━━ Input records
PR #611, opened 2023-05-04
Fixed problems with S25 barcode

theonlytruth:
Using your S25 barcode generator I found a problem. The representation of the digit 8 was the same as 0. I fixed it. Now it is recognized correctly.

Additionally you were using different bar widths for the start and stop values. I changed this too.

One thing I did not change till now is the part where you add an leading 0 if the string is odd. Why do you do so? I can't find anything that S25 has to be even. Maybe you mixed it up with interleaved 2 of 5 bar code where you need the even number because the digits are represented from pairs of bars and whitespaces?

### DIFF
--- a/tcpdf_barcodes_1d.php
+++ b/tcpdf_barcodes_1d.php
@@ -828,7 +828,7 @@ class TCPDFBarcode {
 		$chr['5'] = '11101011101010';
 		$chr['6'] = '10111011101010';
 		$chr['7'] = '10101011101110';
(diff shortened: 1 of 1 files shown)


nicolaasuni:
Can you please check/use the https://github.com/tecnickcom/tc-lib-barcode instead?

nicolaasuni (approved):
This was already fixed in tc-lib-barcode.

PR #613, opened 2023-05-09
Fix return type annotation

survik1:
A small annotation fix with in line with PHPStan conditional returns types introduced in 1.6 

https://phpstan.org/blog/phpstan-1-6-0-with-conditional-return-types

### DIFF
--- a/tcpdf.php
+++ b/tcpdf.php
@@ -4101,7 +4101,7 @@ class TCPDF {
 	 * @param string $fontstyle Font style. Possible values are (case insensitive):<ul><li>empty string: regular</li><li>B: bold</li><li>I: italic</li><li>U: underline</li><li>D: line-through</li><li>O: overline</li></ul> or any combination. The default value is regular.
 	 * @param float $fontsize Font size in points. The default value is the current size.
 	 * @param boolean $getarray if true returns an array of characters widths, if false returns the total length.
-	 * @return float[]|float total string length or array of characted widths
+	 * @return ($getarray is true ? float[] : float) total string length or array of characted widths
 	 * @author Nicola Asuni
 	 * @public
 	 * @since 1.2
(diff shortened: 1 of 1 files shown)


tcpdf.php
```diff
@@ -4101,7 +4101,7 @@ public function setTextColor($col1=0, $col2=-1, $col3=-1, $col4=-1, $ret=false,
 	 * @param string $fontstyle Font style. Possible values are (case insensitive):<ul><li>empty string: regular</li><li>B: bold</li><li>I: italic</li><li>U: underline</li><li>D: line-through</li><li>O: overline</li></ul> or any combination. The default value is regular.
 	 * @param float $fontsize Font size in points. The default value is the current size.
 	 * @param boolean $getarray if true returns an array of characters widths, if false returns the total length.
-	 * @return float[]|float total string length or array of characted widths
+	 * @return ($getarray is true ? float[] : float) total string length or array of characted widths
```
williamdes, line 4104:
```suggestion
	 * @return float[]|float total string length or array of characted widths
	 * @phpstan-return ($getarray is true ? float[] : float) total string length or array of characted widths
```
Let's keep backwards compat for other IDEs or tools

tcpdf.php
```diff
@@ -4117,7 +4117,7 @@ public function GetStringWidth($s, $fontname='', $fontstyle='', $fontsize=0, $ge
 	 * @param string $fontstyle Font style. Possible values are (case insensitive):<ul><li>empty string: regular</li><li>B: bold</li><li>I: italic</li><li>U: underline</li><li>D: line through</li><li>O: overline</li></ul> or any combination. The default value is regular.
 	 * @param float $fontsize Font size in points. The default value is the current size.
 	 * @param boolean $getarray if true returns an array of characters widths, if false returns the total length.
-	 * @return float[]|float total string length or array of characted widths
+	 * @return ($getarray is true ? float[] : float) total string length or array of characted widths
```
williamdes, line 4120:
```suggestion
	 * @return float[]|float total string length or array of characted widths
	 * @phpstan-return ($getarray is true ? float[] : float) total string length or array of characted widths
```

tcpdf.php
survik1: Sure

williamdes (approved):
Awesome

PR #627, opened 2023-06-07
Fix non-numeric value warning

d-salerno:
Fixes this warning on generating PDF:
Warning: A non-numeric value encountered in /tcpdf/tcpdf.php on line 5473

### DIFF
--- a/tcpdf.php
+++ b/tcpdf.php
@@ -5467,6 +5467,9 @@ class TCPDF {
 				$s .= 'q '.$this->TextColor.' ';
 			}
 			// rendering mode
+			if(!is_numeric($this->textstrokewidth)){
+ 				$this->textstrokewidth = 0;
+			}
 			$s .= sprintf('BT %d Tr %F w ET ', $this->textrendermode, ($this->textstrokewidth * $this->k));
 			// count number of spaces
 			$ns = substr_count($txt, chr(32));


tcpdf.php
```diff
@@ -5467,6 +5467,9 @@ protected function getCellCode($w, $h=0, $txt='', $border=0, $ln=0, $align='', $
 				$s .= 'q '.$this->TextColor.' ';
 			}
 			// rendering mode
+			if(!is_numeric($this->textstrokewidth)){
+ 				$this->textstrokewidth = 0;
+			}
```
williamdes, line 5472: Can you try to track in the code where it changes to a non numeric value ?

```php
	/**
	 * Text stroke width in doc units.
	 * @protected
	 * @since 4.9.008 (2010-04-03)
	 */
	protected $textstrokewidth = 0;
```
Since it's initialized to 0
Maybe you can add an `@var int` or `@var float` or `@var int|float` phpdoc on this property, for documentation purposes


The fix you propose indeed should work, but if we can catch it earlier to avoid the `textstrokewidth` being a non numeric that would be cool

d-salerno: OK, turns out I was passing a non-numeric value to the `Text` function for `$fstroke`. The new commit ignores non-numeric values that are passed

tcpdf.php
```diff
@@ -22055,7 +22055,7 @@ public function getNumberOfColumns() {
 	public function setTextRenderingMode($stroke=0, $fill=true, $clip=false) {
 		// Ref.: PDF 32000-1:2008 - 9.3.6 Text Rendering Mode
 		// convert text rendering parameters
-		if ($stroke < 0) {
+		if ($stroke < 0 or !is_numeric($stroke)) {
```
williamdes, line 22058:
```suggestion
		if ($stroke < 0 || !is_numeric($stroke)) {
```

tcpdf.php
williamdes: Thanks, it looks way better

Is this mistake related to your code of tcpdf code calling the function ?

d-salerno: I guess so, but anybody calling `$pdf->Text($x, $y, $text, "non-numeric");` would get the same warning

nicolaasuni (approved):

PR #28, opened 2016-12-03
Add Member.colour

fwrs:


src/model/guild.rs
```diff
@@ -853,6 +853,17 @@ impl Member {
         self.nick.as_ref().unwrap_or(&self.user.name)
     }
 
+    /// Calculates the member's colour.
+    pub fn colour(&self) -> Option<::utils::Colour> {
+        let roles = self.roles.clone();
```
zeyla: The roles is a Vec of `RoleId`s which derive Copy, they don't need to be cloned

src/model/guild.rs
```diff
@@ -853,6 +853,17 @@ impl Member {
...
+        for n in &roles {
+            if let Some(r) = n.find() {
+                return Some(r.colour);
+            }
+        }
+        None
+    }
```
zeyla: The problem is that roles are stored in ascending order by Id. If a user has 5 roles, and the first role exists in the cache, its colour value (say 0xff0000) will be returned. Roles with a higher hierarchy that have their own colour to override the first colour's value won't be taken into consideration.

So what should be done is reversing the vec, check if it has a _non-default_ colour (`Colour::default()`), and if so, return the role's colour. If none have a unique colour, _then_ return a `Colour::default()`. If doing this, then there is no way that this function can return None, so the signature can be changed to just `-> Colour`.

src/model/guild.rs
```diff
@@ -853,6 +853,17 @@ impl Member {
         self.nick.as_ref().unwrap_or(&self.user.name)
     }
 
+    /// Calculates the member's colour.
+    pub fn colour(&self) -> Option<::utils::Colour> {
```
zeyla: Let's import `Colour` for direct use at the top of the file

PR #55, opened 2017-01-06
Add rohrkatze_blue to colour.rs

bippum:
hello


hsiW:
I was too ded to add the labels :<

PR #71, opened 2017-03-26
Change the framework to use attributes

acdenisSK:
(edit: Changed the formatting heavily,)
This's a very unfinished pr and as such needs all of these checked:
### main things to do first
- [x] Getting the right data out of the function provided by the user and make the appropriate output function for the `Command` trait (this is due to the reason that i want to mostly mimic the functionality of the current `command!` macro, and one of it is the choice of ignoring the message/args arguments)
- [x] Arg parsing (again, a functionality from the `command!` macro)
- [x] Splitting out the whole `Command` trait with the right data from the attributes and from the function.
- [ ] Change the framework to adjust it to the new design.
### minor
- [x] Change tabs to spaces from my lazyness.
- [x] Change the wildcard versions defined in `Cargo.toml` for `serenity_attributes` to actual versions so the crate can be uploaded to [crates.io](https://crates.io).

### Discarded ideas
- [x] Possibly change the _whole_ framework usage to attributes, but the question lies, where should the attribute for configuring the framework go? (Well, i think just the commands part of it is fine to use attributes, so i'm checking this off and the one below)
- [x] Add support for `Before`/`After` hooks. (Look up)
- [x] Add support for rest args, e.g `fn command(..., arg1: String, rest_after_arg1: (String|Vec<String>)) { ... }` (Code was becoming too complex, TOO complex, and wasn't really easy to do, so i'm just discarding this.)


SirDoctors:
the seventh item on this list sounds like something that could have been fixed with an editor setting change,

acdenisSK:
Oh actually it seems vscode was smart enough to not put tab characters in places of spaces.
Guess i was a bit lucky, but thanks anyway.

SirDoctors:
#ConflictingFiles
src/ext/framework/mod.rs

acdenisSK:
I know, but i still have to change many things in the framework to see if all of this'd work as expected.
So it's low priority. But i guess, it won't hurt to do it now

acdenisSK:
Okay i accidentally fucked up a bit, oh well.

acdenisSK:
Okay well, the branch's pretty much messed up now (what i get for rebasing wrong) but also, i can't really figure out the way i *should* be editing the framework to adapt it to attributes. As no matter what i try (4 times if you mind), it still won't work.
So i'm just gonna make a new pr, however, with just the `serenity_attributes` and a bare bones `command.rs` and let it as a up for grabs for those who could manage to change the framework in a way i was intending to have in this pr (mainly the `Framework::register` method), and'd work.

For those who can't edit the repo directly, because of them not being "maintainers", you can just go to my fork, make a local repo out of it, do the edits, then by doing a pr to my fork. Everything else about this'll be handled by me afterwards.

(And yes, i'll credit you.)

PR #72, opened 2017-04-16
Update the way errors are handled in dispatch

fwrs:


src/model/channel/message.rs
```diff
@@ -195,7 +195,7 @@ impl Message {
 
         // First replace all user mentions.
         for u in &self.mentions {
-            result = result.replace(&u.mention(), &u.distinct());
+            result = result.replace(&u.mention(), &format!("@{}", u.distinct()));
```
zeyla: If we're going to change this, let's make `format!("@{}", u.distinct())` faster:

```rust
let mut at_distinct = String::with_capacity(38); // 1 + max length of username (32) + 1 + length of discrim (4)
at_distinct.push('@');
at_distinct.push_str(&u.name);
at_distinct.push('#');
at_distinct.push_str(&u.discriminator);
```

compared to the committed code, this is nearly 90% faster:
```
test tests::one ... bench:          20 ns/iter (+/- 0)
test tests::two ... bench:         180 ns/iter (+/- 2)
```

src/ext/framework/mod.rs
```diff
@@ -265,29 +300,112 @@ impl Framework {
...
+                   args: usize,
+                   to_check: String,
+                   built: &String) -> Option<DispatchError> {
+        if self.configuration.ignore_bots && message.author.bot {
+            Some(DispatchError::IgnoredBot)
+        } else if self.configuration.ignore_webhooks && message.webhook_id.is_some() {
+            Some(DispatchError::WebhookAuthor)
+        } else if !self.configuration.owners.contains(&message.author.id) {
+            let ref bucket = command.bucket;
+            if let Some(rate_limit) = bucket.clone().map(|x| self.ratelimit_time(x.as_str(), message.author.id.0)) {
```
zeyla: Empty line before code blocks

src/ext/framework/mod.rs
```diff
@@ -265,29 +300,112 @@ impl Framework {
...
+    }
+
+    #[doc(hidden)]
+    fn should_fail(&mut self,
+                   mut context: &mut Context,
+                   message: &Message,
+                   command: &Arc<Command>,
+                   args: usize,
+                   to_check: String,
+                   built: &String) -> Option<DispatchError> {
```
zeyla: `&str` instead?

src/ext/framework/mod.rs
```diff
@@ -265,29 +300,112 @@ impl Framework {
...
+                if args < x as usize {
+                    return Some(DispatchError::NotEnoughArguments { min: x, given: args });
                 }
-            },
-            AccountType::Any => {}
+            }
+
+            if let Some(x) = command.max_args {
+                if args > x as usize {
+                    return Some(DispatchError::TooManyArguments { max: x, given: args });
```
zeyla: Let's put this across multiple lines:
```rust
return Some(DispatchError::TooManyArguments {
    max: x,
    given: args,
});
```

PR #77, opened 2017-05-11
Trim content before parsing args

### LINKED ISSUE #76: Spaces cause part of command to be sent as an argument.
After typing a prefix it seems that any amount of whitespace is cut out while checking for the command to invoke. However, when parsing arguments the whitespace still remains and the command is cut up.

For example, given the following command: 

```rust
command!(cmd(_ctx, msg, args) {
    if args.len() == 1 {
        println!("Got argument '{}'", args[0]);
    } else {
        println!("No arguments.");
    }
});
```

I get the following behavior, assuming a prefix of + (With _ being spaces because I don't know how to make spaces not compact)

`+cmd` => "No arguments"
`+_cmd` => "No arguments"
`+__cmd` => "Got argument 'd'"
`+___cmd` => "Got argument 'md'"
etc.

Roughsketch:
Fixes #76 according to my tests. However, if there is a better way to do this feel free to change it.

### DIFF
--- a/src/ext/framework/mod.rs
+++ b/src/ext/framework/mod.rs
@@ -477,10 +477,13 @@ impl Framework {
                         let after = self.after.clone();
                         let groups = self.groups.clone();
 
+                        let content = message.content[position..].to_owned();
+                        let content = content.trim();
+
                         let args = if command.use_quotes {
-                            utils::parse_quotes(&message.content[position + command_length..])
+                            utils::parse_quotes(&content[command_length..])
                         } else {
-                            message.content[position + command_length..]
+                            content[command_length..]
                                 .split_whitespace()
                                 .map(|arg| arg.to_owned())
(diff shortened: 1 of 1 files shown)


src/ext/framework/mod.rs
```diff
@@ -477,10 +477,13 @@ impl Framework {
                         let after = self.after.clone();
                         let groups = self.groups.clone();
 
+                        let content = message.content[position..].to_owned();
+                        let content = content.trim();
+
                         let args = if command.use_quotes {
```
zeyla: If you move the `content` binding to within a new scope within `args`, then you can avoid `to_owned()`.

e.g.:
```rust
let args = {
    let content = ....

    if command.use_quotes {
        //
    } else {
        //
    }
};
```

zeyla:
Thanks

PR #79, opened 2017-05-13
Added the faded_purple colour

hsiW:
`faded_purple` was added as a colour and the typo in `meibe_pink` being `meibi_pink` has been corrected.


zeyla:
Thanks

PR #80, opened 2017-05-14
Don't skip everyone role when checking channel overwrites.

Roughsketch:
I came across this issue while trying to check permissions using `permissions_for`. I found out that if I made the **everyone** role disable attaching images, my bot would still attempt to attach them even with the check. This seemed to be because `permissions_for` skips the **everyone** role explicitly. All this PR does is make it check that role as well.


zeyla:
Thanks. Tests for permissions would be good, I'll get around to them sometime unless someone else does

PR #81, opened 2017-05-14
handle member join messages (type 7)

fwrs:


src/client/dispatch.rs
```diff
@@ -111,7 +151,7 @@ fn dispatch_message(context: Context,
                     message: Message,
                     event_store: &Arc<RwLock<EventStore>>) {
     if let Some(handler) = handler!(on_message, event_store) {
-        thread::spawn(move || (handler)(context, message));
+        thread::spawn(move || (handler)(context, improve_content(message)));
```
zeyla: See my general review comment for more info on this.

src/client/rest/mod.rs
```diff
@@ -1182,6 +1182,7 @@ pub fn get_messages(channel_id: u64, query: &str)
                            || client.get(&url))?;
 
     serde_json::from_reader::<HyperResponse, Vec<Message>>(response).map_err(From::from)
+        .map(|mut x| x.iter_mut().map(|x| x.clone().improved_content()).collect::<Vec<Message>>())
```
zeyla: This clone feels unnecessary. You should be able to change the `iter_mut` into an `into_iter` to remove the clone.

zeyla:
Thanks for the PR.

I changed `Message::improved_content` to accept `&mut self`, and
renamed it to `Message::transform_content`. I've added a test for
deserializing message type 7.

Originally I did say that the content transformations can be done in
the `rest` module, but due to an incoming commit changing the purpose
of the module I've moved this to `ChannelId::{message, messages}`.

PR #90, opened 2017-05-18
Add support for retrieving invites with counts

hsiW:
Previously retrieving an invite with the `?with_counts=true` wasn't possible.

Added support to `get_invite` for retrieving an invite with the counts, this requires the user to pass true to the function.
The counts include `approximate_presence_count` and `approximate_member_count` which have been added to the `Invite` stuct.

Done in response to: https://github.com/zeyla/serenity/issues/83


zeyla:
Thanks

PR #1580, opened 2021-11-17
add steps to install cargo-make

kfnx:
imo it's better to make the instruction explicit. Instead of letting newbie (like me) figuring out why the command doesn't work and realize it need to be installed if it hasn't


arqunis (approved):

arqunis:
Thanks!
━━━━
Please give an exact copy of the entries above, from the line with "- [ ] Change" down to the line with "### Discarded ideas", inclusive, and nothing else.

- [ ] Change the framework to adjust it to the new design.
### minor
- [x] Change tabs to spaces from my lazyness.
- [x] Change the wildcard versions defined in `Cargo.toml` for `serenity_attributes` to actual versions so the crate can be uploaded to [crates.io](https://crates.io).

### Discarded ideas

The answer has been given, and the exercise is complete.